WORK REQUEST — Please retype all of the data below, word for word.

MATERIAL FOR THE TASK —
PR #212, opened 2018-06-11
Improve organization fixtures

sampaccoud:
## Purpose

We want our demo organization pages to look realistic.

## Proposal

First remove the existing fake content which does not look realistic.

Then improve the organization factory to generate complete organization pages with fake data (logo, banner image and description). 

For images we added a few fixture images that can be randomly used on each organization.

Example organization page (no css... yet):

screenshot-2018-6-12 ray ltd


apps/courses/tests/test_factories_organization.py
```diff
@@ -0,0 +1,40 @@
...
+
+
+class OrganizationFactoryTestCase(TestCase):
+    """
+    Unit test suite to validate the behavior of the Organization factory
+    """
+
+    def test_organization_factory(self):
+        """
+        OrganizationFactory should be able generate plugins with realistic fake data: logo,
```
jmaupetit: should be able *to* generate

ANSWER TO THIS PROBLEM —
PR #212, opened 2018-06-11
Improve organization fixtures

sampaccoud:
## Purpose

We want our demo organization pages to look realistic.

## Proposal

First remove the existing fake content which does not look realistic.

Then improve the organization factory to generate complete organization pages with fake data (logo, banner image and description). 

For images we added a few fixture images that can be randomly used on each organization.

Example organization page (no css... yet):

screenshot-2018-6-12 ray ltd


apps/courses/tests/test_factories_organization.py
```diff
@@ -0,0 +1,40 @@
...
+
+
+class OrganizationFactoryTestCase(TestCase):
+    """
+    Unit test suite to validate the behavior of the Organization factory
+    """
+
+    def test_organization_factory(self):
+        """
+        OrganizationFactory should be able generate plugins with realistic fake data: logo,
```
jmaupetit: should be able *to* generate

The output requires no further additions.